● **TASK DESCRIPTION**
With nothing left out, repeat every entry exactly.

──────── DATA FOR ANALYSIS ────────

PR #5546, opened 2020-05-05
atc/db: less cryptic error message

taylorsilva:
# Why is this PR needed?

When a resource's parent type has no version you see this error on the resource's page:

```
parent type has no version
```

Noticed this error message myself and it wasn't clear to me what was
wrong. Someone on discord also mentioned that the error message was not
helpful with their troubleshooting.
Screen Shot 2020-05-05 at 11 12 07 AM
This error message should guide the user to look at the likely source of
the error: the parent resource type's config.

Change the error message when no parent type exists to:

```
resource's parent type 'name-of-parent-resource-type' has no version
```

# Contributor Checklist

- [ ] ~Unit tests~
- [x] Integration tests

# Reviewer Checklist

- [ ] Code reviewed
- [ ] Tests reviewed
- [ ] Documentation reviewed
- [ ] Release notes reviewed
- [ ] PR acceptance performed

### DIFF
--- a/atc/db/check_factory.go
+++ b/atc/db/check_factory.go
@@ -142,7 +142,7 @@ func (c *checkFactory) TryCreateCheck(logger lager.Logger, checkable Checkable, 
 	parentType, found := resourceTypes.Parent(checkable)
 	if found {
 		if parentType.Version() == nil {
-			return nil, false, fmt.Errorf("resource's parent type '%s' has no version", parentType.Name())
+			return nil, false, fmt.Errorf("resource type '%s' has no version", parentType.Name())
 		}
 	}
 
--- a/atc/db/check_factory.go
+++ b/atc/db/check_factory.go
@@ -3,7 +3,6 @@ package db
 import (
 	"database/sql"
 	"encoding/json"
-	"errors"
 	"fmt"
 	"time"
 
@@ -143,7 +142,7 @@ func (c *checkFactory) TryCreateCheck(logger lager.Logger, checkable Checkable, 
 	parentType, found := resourceTypes.Parent(checkable)
 	if found {
 		if parentType.Version() == nil {
-			return nil, false, errors.New("parent type has no version")
+			return nil, false, fmt.Errorf("resource's parent type '%s' has no version", parentType.Name())
 		}
 	}
 
--- a/testflight/custom_resource_check_test.go
+++ b/testflight/custom_resource_check_test.go
@@ -16,7 +16,7 @@ var _ = Describe("When a resource type depends on another resource type", func()
 		check := spawnFly("check-resource", "-r", inPipeline("recursive-custom-resource"), "--shallow")
 		<-check.Exited
 		Expect(check).To(gexec.Exit(1))
-		Expect(check.Err).To(gbytes.Say("parent type has no version"))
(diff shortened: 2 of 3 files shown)


atc/db/check_factory.go
```diff
@@ -143,7 +142,7 @@ func (c *checkFactory) TryCreateCheck(logger lager.Logger, checkable Checkable,
 	parentType, found := resourceTypes.Parent(checkable)
 	if found {
 		if parentType.Version() == nil {
-			return nil, false, errors.New("parent type has no version")
+			return nil, false, fmt.Errorf("resource's parent type '%s' has no version", parentType.Name())
```
xtremerui, line 145:
```suggestion
			return nil, false, fmt.Errorf("resource type '%s' has no version", parentType.Name())
```
Would it be more aligned to Concourse docs this way?

taylorsilva: I think it's important to have the word `parent` in the error message. It makes it clear what the relationship is between the resource page the user is currently on and the _other_ (parent) resource that is causing the error.

In general we have a tendency to write very robotic sounding error messages, probably because we're in the middle of writing code which usually reads very robotic. This PR is trying to make the error message more readable to the human that will eventually read it.

xtremerui: In our doc we don't say "resource's parent type" but just "a resource", "a resource type" or "a type for the resource". In our common sence "resource's parent type" = "resource type" while we are concourse dev but for just concourse users the "parent" might cause a confusion.

More specifically IMHO the error message should align with the first sentence of [Resource Type's page](https://concourse-ci.org/resource-types.html#resource-types) in our doc, where it says
> Each resource in a pipeline has a type. 

However I am not good at UX so not 100% sure others would take the message the same way. How about summoning @matthewpereira to get some inputs? Thx!

taylorsilva: That convinced me!

testflight/custom_resource_check_test.go
```diff
@@ -16,7 +16,7 @@ var _ = Describe("When a resource type depends on another resource type", func()
 		check := spawnFly("check-resource", "-r", inPipeline("recursive-custom-resource"), "--shallow")
 		<-check.Exited
 		Expect(check).To(gexec.Exit(1))
-		Expect(check.Err).To(gbytes.Say("parent type has no version"))
+		Expect(check.Err).To(gbytes.Say("resource's parent type '.*' has no version"))
```
xtremerui, line 19:
```suggestion
		Expect(check.Err).To(gbytes.Say("resource type '.*' has no version"))
```

testflight/resource_type_test.go
```diff
@@ -44,7 +44,7 @@ var _ = Describe("Configuring a resource type in a pipeline config", func() {
 			checkResource := spawnFly("check-resource", "-r", inPipeline("my-resource"), "--shallow")
 			<-checkResource.Exited
 			Expect(checkResource).To(gexec.Exit(1))
-			Expect(checkResource.Err).To(gbytes.Say("parent type has no version"))
+			Expect(checkResource.Err).To(gbytes.Say("resource's parent type '.*' has no version"))
```
xtremerui, line 47:
```suggestion
			Expect(checkResource.Err).To(gbytes.Say("resource type '.*' has no version"))
```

────────

● **RESPONSE BOX**
PR #5546, opened 2020-05-05
atc/db: less cryptic error message

taylorsilva:
# Why is this PR needed?

When a resource's parent type has no version you see this error on the resource's page:

```
parent type has no version
```

Noticed this error message myself and it wasn't clear to me what was
wrong. Someone on discord also mentioned that the error message was not
helpful with their troubleshooting.
Screen Shot 2020-05-05 at 11 12 07 AM
This error message should guide the user to look at the likely source of
the error: the parent resource type's config.

Change the error message when no parent type exists to:

```
resource's parent type 'name-of-parent-resource-type' has no version
```

# Contributor Checklist

- [ ] ~Unit tests~
- [x] Integration tests

# Reviewer Checklist

- [ ] Code reviewed
- [ ] Tests reviewed
- [ ] Documentation reviewed
- [ ] Release notes reviewed
- [ ] PR acceptance performed

### DIFF
--- a/atc/db/check_factory.go
+++ b/atc/db/check_factory.go
@@ -142,7 +142,7 @@ func (c *checkFactory) TryCreateCheck(logger lager.Logger, checkable Checkable, 
 	parentType, found := resourceTypes.Parent(checkable)
 	if found {
 		if parentType.Version() == nil {
-			return nil, false, fmt.Errorf("resource's parent type '%s' has no version", parentType.Name())
+			return nil, false, fmt.Errorf("resource type '%s' has no version", parentType.Name())
 		}
 	}
 
--- a/atc/db/check_factory.go
+++ b/atc/db/check_factory.go
@@ -3,7 +3,6 @@ package db
 import (
 	"database/sql"
 	"encoding/json"
-	"errors"
 	"fmt"
 	"time"
 
@@ -143,7 +142,7 @@ func (c *checkFactory) TryCreateCheck(logger lager.Logger, checkable Checkable, 
 	parentType, found := resourceTypes.Parent(checkable)
 	if found {
 		if parentType.Version() == nil {
-			return nil, false, errors.New("parent type has no version")
+			return nil, false, fmt.Errorf("resource's parent type '%s' has no version", parentType.Name())
 		}
 	}
 
--- a/testflight/custom_resource_check_test.go
+++ b/testflight/custom_resource_check_test.go
@@ -16,7 +16,7 @@ var _ = Describe("When a resource type depends on another resource type", func()
 		check := spawnFly("check-resource", "-r", inPipeline("recursive-custom-resource"), "--shallow")
 		<-check.Exited
 		Expect(check).To(gexec.Exit(1))
-		Expect(check.Err).To(gbytes.Say("parent type has no version"))
(diff shortened: 2 of 3 files shown)


atc/db/check_factory.go
```diff
@@ -143,7 +142,7 @@ func (c *checkFactory) TryCreateCheck(logger lager.Logger, checkable Checkable,
 	parentType, found := resourceTypes.Parent(checkable)
 	if found {
 		if parentType.Version() == nil {
-			return nil, false, errors.New("parent type has no version")
+			return nil, false, fmt.Errorf("resource's parent type '%s' has no version", parentType.Name())
```
xtremerui, line 145:
```suggestion
			return nil, false, fmt.Errorf("resource type '%s' has no version", parentType.Name())
```
Would it be more aligned to Concourse docs this way?

taylorsilva: I think it's important to have the word `parent` in the error message. It makes it clear what the relationship is between the resource page the user is currently on and the _other_ (parent) resource that is causing the error.

In general we have a tendency to write very robotic sounding error messages, probably because we're in the middle of writing code which usually reads very robotic. This PR is trying to make the error message more readable to the human that will eventually read it.

xtremerui: In our doc we don't say "resource's parent type" but just "a resource", "a resource type" or "a type for the resource". In our common sence "resource's parent type" = "resource type" while we are concourse dev but for just concourse users the "parent" might cause a confusion.

More specifically IMHO the error message should align with the first sentence of [Resource Type's page](https://concourse-ci.org/resource-types.html#resource-types) in our doc, where it says
> Each resource in a pipeline has a type. 

However I am not good at UX so not 100% sure others would take the message the same way. How about summoning @matthewpereira to get some inputs? Thx!

taylorsilva: That convinced me!

testflight/custom_resource_check_test.go
```diff
@@ -16,7 +16,7 @@ var _ = Describe("When a resource type depends on another resource type", func()
 		check := spawnFly("check-resource", "-r", inPipeline("recursive-custom-resource"), "--shallow")
 		<-check.Exited
 		Expect(check).To(gexec.Exit(1))
-		Expect(check.Err).To(gbytes.Say("parent type has no version"))
+		Expect(check.Err).To(gbytes.Say("resource's parent type '.*' has no version"))
```
xtremerui, line 19:
```suggestion
		Expect(check.Err).To(gbytes.Say("resource type '.*' has no version"))
```

testflight/resource_type_test.go
```diff
@@ -44,7 +44,7 @@ var _ = Describe("Configuring a resource type in a pipeline config", func() {
 			checkResource := spawnFly("check-resource", "-r", inPipeline("my-resource"), "--shallow")
 			<-checkResource.Exited
 			Expect(checkResource).To(gexec.Exit(1))
-			Expect(checkResource.Err).To(gbytes.Say("parent type has no version"))
+			Expect(checkResource.Err).To(gbytes.Say("resource's parent type '.*' has no version"))
```
xtremerui, line 47:
```suggestion
			Expect(checkResource.Err).To(gbytes.Say("resource type '.*' has no version"))
```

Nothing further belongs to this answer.